My kids fight constantly! 6 tips to help them to get along.

If you have 2 or more children, I’m betting you have had to break up arguments, screaming matches or even physical fights between them at one time or another. It happens to most parents! Brothers and sisters not getting along, aka sibling rivalry, is an issue many families deal with daily, and it can be very stressful!

Parents often ask me if there is anything they can do to teach/help their children get along with one another. Yes there is…

1. Help them to communicate

Siblings will often argue, which can result in screaming or physical aggression. They both want their own way and rarely listen to their sibling’s wants or needs. Instead of breaking them up and separating them, help them to communicate and compromise. Help them to take turns listening to each other and speak calmly to one another. This will help them to problem solve and work out their issues rather than being shut down and separated. They will initially need you to guide and prompt their communication.

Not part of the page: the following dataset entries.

PR #379, opened 2021-02-27
UserEntry ValueWithUnits

Philoul:
@MilosKozak It's just a draft of ValueWithUnit to know if I'm in the right direction
=> it's a sub branche of https://github.com/nightscout/AndroidAPS/pull/353 (when all work will be done and ok, I'll merge this branche in it)

You  can see examples of ValueWithUnit only in CalibrationDialog.kt and CarbDialog.kt
Currently there are some redundancies in UserEntryLogger.kt (but I don't know if we can improve it...)
=> A convertion from mmol/mg/dl is done in TreatmentsUserEntryFragment to always show data in selected units
=> Formated Strings (with parameters) are recorded as "Strings data with units" (can be shown in selected language in UserEntry tab (see examples in SmsCommunicatorPlugin)
=> No other convertion done currently (see opened questions below for time units)
=> Any number of ValueWithUnit (double, int and long accepted) can now be included in database
- [x] All other call of uel.log have to be updated
- [x] Code for migration of UserEntry table has to be done (I propose to remove existing table created from v1 to v2 and create a new one in v3 to v4)
- [x] Increase version of Database (3->4)
- [x] TreatmentsUserEntryfragment has to be updated with ValueWithUnits to show values with translated units (see question below in we include a label or not for each value)
- [x] Tested yet and works (on my dev phone)
- [ ] Add Careportal additional information (for example Bg value if BG Check, Time and duration if Activity...)
- [ ] Create text/csv export

Minor problem:
- Units are not refreshed when changed in preferences (I tried to add a rxBus subscription but I don't now how to "updateGui" with database
- When I have long a long list of user entries, every information is shown on first page, but if I scroll to the bottom, then back to the top, some informations (usally notes, profile names...) may disappear


core/src/main/java/info/nightscout/androidaps/logging/UserEntryLogger.kt
```diff
@@ -18,20 +20,62 @@ class UserEntryLogger @Inject constructor(
...
+            )
+    }
+
+    fun log(action: Action, vararg listvalues: ValueWithUnit) {
+        val values = mutableListOf<ValueWithUnit>()
+        for (v in listvalues){
+            var vConverted = v
+            // Convertion to always store all values in the same units in database
+            when(v.unit) {
+                Units.Mmol_L -> { vConverted = ValueWithUnit(v.dValue * Constants.MMOLL_TO_MGDL, Units.Mg_Dl)}
```
MilosKozak, line 52: as this only for viewing i'd prefer store original units

app/src/main/java/info/nightscout/androidaps/dialogs/CarbsDialog.kt
```diff
@@ -224,7 +225,7 @@ class CarbsDialog : DialogFragmentWithDate() {
                         }
 
                         eatingSoonSelected -> {
-                            uel.log("TT EATING SOON", d1 = eatingSoonTT, i1 = eatingSoonTTDuration)
+                            uel.log(Action.TT_EATING_SOON, ValueWithUnit(eatingSoonTT, if (units == Constants.MMOL) Units.Mmol_L else Units.Mg_Dl) , ValueWithUnit(eatingSoonTTDuration, Units.M))
```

2. Encourage them to work together and help each other

Encourage them to do things together and help each other to complete a task. For example, wash the car together, set the table together, tidy their rooms together (rather than tidy their own rooms which can often become a competition of whose room is tidiest/ who was the quickest). And praise them for working together!

3. Encourage them to play/ do things together

This can be hard at times, particularly if siblings are different genders and/or big age difference so try to suggest activities they will both enjoy such as boardgames, planting/gardening, playing with blocks/Lego, bubbles, ballgames, books (they may enjoy the oldest siblings reading a story to younger siblings), drawing pictures together or of each other, crafts, painting, chalk drawing outside, and when it is time for a snack or lunch, encourage them to make it together, helping each other (they may make a snack for you too).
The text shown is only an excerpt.